Structure investigation of amphiphilic cyclopeptides in isotropic and anisotropic environments—a model study simulating peptide–membrane interactions

It has been proposed that the membrane allows a much more efficient binding of certain small or medium-sized amphiphilic messenger molecules to their receptor, not only by accumulation of the drug, but also by induction of orientations and conformations that are much more favorable for receptor docking than structures adopted in isotropic phases. A series of eight amphiphilic cyclic peptides containing lipophilic (L-a-aminodecanoic acid = Ada, L-a-aminohexadecanoic acid =Ahd, Nhdg=N-hexadecylglycine) and hydrophilic (Lys, Asp) amino acids were synthesized and examined by means of NMR spectroscopy and molecular dynamics (MD) simulations in isotropic (CDCl 3 ) and membrane-mimicking anisotropic (SDS/H 2 O) solvents to study the influence of the environment on their individual conformations.

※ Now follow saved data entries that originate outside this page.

PR #2019, opened 2026-04-27
feat(egazette): frontend components

seaerchin:
## Problem

This PR adds the E-Gazette management feature to Isomer Studio, enabling Toppan users to manage Government Gazettes. Toppan users need a dedicated interface to create, view, modify, and delete gazette entries with restricted access to only the gazette-related routes.

Closes ISOM-2254

## Solution

Implemented a complete E-Gazette feature with the following components:

**Breaking Changes**

- [ ] Yes - this PR contains breaking changes
- [x] No - this PR is backwards compatible

**Features**:

- **Gazette Table**: Data table displaying gazette entries with columns for notification number, title, category/subcategory, status, file ID, and publish time
- **Create Gazette Modal**: Form for adding new gazette entries with validation for title, category, subcategory, notification number, publish date/time, and file ID
- **Modify Gazette Modal**: Edit existing gazette entries with cancel publish functionality
- **View Gazette Modal**: View published gazette details with permanent deletion option (requires confirmation checkbox)
- **ToppanRouteGuard**: Route guard component that restricts Toppan users to `/sites/{siteId}/gazettes` path only

**Improvements**:

- Added `SiteMinimalLayout` template for pages without sidebar
- Made `CmsContainer` sidebar prop optional to support minimal layouts
- Added GrowthBook feature flag `is-toppan-user` for identifying Toppan users

**Bug Fixes**:

- Fixed `ToppanRouteGuard` to use `router.asPath` instead of `router.pathname` for correct URL comparison (pathname returns route pattern like `/sites/[siteId]/gazettes` instead of actual URL)
- Added GrowthBook `ready` check to prevent flash of content before feature flag resolves

## Before & After Screenshots

**AFTER**:

New Gazettes page at `/sites/{siteId}/gazettes` with:
- Dashboard layout with "Government Gazettes" header
- "Add a new Gazette" button
- Paginated data table with gazette entries
- Status indicators (Published, Scheduled, Scanning, various failure states)

## Tests

**Manual Verification Steps**:

- [ ] Navigate to `/sites/{siteId}/gazettes` and verify the gazette table renders with mock data
- [ ] Click "Add a new Gazette" and verify the create modal opens with form fields
- [ ] Verify form validation (title required, file ID must end in .pdf, etc.)
- [ ] Test route guard: If logged in as Toppan user (via feature flag), verify redirect to gazettes page from other routes
- [ ] Verify non-Toppan users can access all routes normally
[...]

PR #2021, opened 2026-04-28
feat: eGazette management - full backend integration

seaerchin:
## Problem

Toppan Next users need to manage Government Gazettes (create, modify, schedule, delete) through the Isomer Studio interface. The previous branch (`chore/egazette-frontend`) implemented the UI components with mock data. This PR connects those components to real backend APIs.

Closes 2256

## Solution

This PR implements the complete backend integration for the eGazette management feature, enabling Toppan Next users to:

- **Create gazettes** with file upload, scheduling, and metadata
- **Modify scheduled gazettes** including file replacement and rescheduling
- **Delete gazettes** before publication
- **View gazette list** with real-time data from the collection

**Breaking Changes**

**Features**:

- **File Upload Integration**: Gazettes can be uploaded as PDFs using presigned S3 URLs via `useUploadAssetMutation`
- **Create Gazette Flow**: Creates a collection link, updates metadata (category, subcategory, notification number), and schedules publication
- **Modify Gazette Flow**: Supports file replacement (upload new file or rename existing), metadata updates, and rescheduling
- **Delete Gazette**: Removes gazette resources before publication
- **Presigned GET URLs**: Generates on-demand download URLs for viewing gazette PDFs without exposing S3 paths
- **Asset Rename**: New `renameAsset` endpoint for renaming files in S3 (copy + soft delete)
- **Dynamic Subcategories**: Subcategories are fetched from backend collection tags and filtered by selected category

**Improvements**:

- **Refactored `createResourceWithBlob`**: Extracted common page/link creation logic into a shared service method in `resource.service.ts`
- **Enhanced `getCollectionTags`**: Now supports querying by `collectionId` directly (in addition to `resourceId`)
- **New `listWithBlob` endpoint**: Fetches collection items with blob content and file sizes, with gazette-specific ordering
- **Toppan Route Guard**: Sets email attribute in GrowthBook for feature flag evaluation and restricts non-Toppan users from gazette routes
- **Clickable Table Rows**: `Datatable` component now supports `onRowClick` and `isRowClickable` props
- **Subcategories Context**: `GazetteSubcategoriesProvider` manages subcategory options across create/modify modals

**Bug Fixes**:

- Fixed scheduling to allow past timestamps only for eGazette (for immediate publish)
- Prevented cancelling schedules for pages with past publish timestamps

NMR data of cyclo(-Gly 1 -D-Asp 2 -Ahd 3 -Ahd 4 -Asp 5 -Gly 6 -) (C4), cyclo(-Lys 1 -D-Pro 2 -Lys 3 -Ada 4 -Pro 5 -Ada 6 -) (C5) and cyclo-(-Lys 1 -Pro 2 -Lys 3 -Ada 4 -D-Pro 5 -Ada 6 -) (C6) clearly indicate that those compounds are too rigid to perform a conformational change upon transition from an isotropic to an anisotropic environment. On the other hand, the experimental data of cyclo(-Gly 1 -Asp 2 -Ahd 3 -Ahd 4 -Asp 5 -Gly 6 -) (C1), cyclo(-Asp 1 -Ala 2 -Nhdg 3 -Ala 4 -D-Asp 5 -) (C7), and cyclo(-D-Asp 1 -Ala 2 -Nhdg 3 -Ala 4 -Asp 5 -) (C8) suggest highly flexible unstructured molecules in both environments. However, for cyclo(-Asp 1 -Asp 2 -Gly 3 -Ahd 4 -Ahd 5 -Gly 6 -) (C2) we observed a structure inducing effect of a membrane-like environment. The compound populates three different conformations in SDS/ H 2 O, whereas in CDCl 3 no preferred conformation can be detected. cyclo(-D-Asp 1 -Asp 2 -Gly 3 -Ahd 4 -Ahd 5 -Gly 6 -) (C3) clearly exhibits two different conformations with a shifted i,i-turn motif in CDCl 3 and SDS/H 2 O solutions. The conformational change could be reproduced in a restraint-free MD simulation using the biphasic membrane mimetic CCl 4 /H 2 O. Our results give clear evidence that membrane interactions may not only lead to structure inductions, but can also induce major conformational changes in compounds already exhibiting a defined structure in isotropic solution.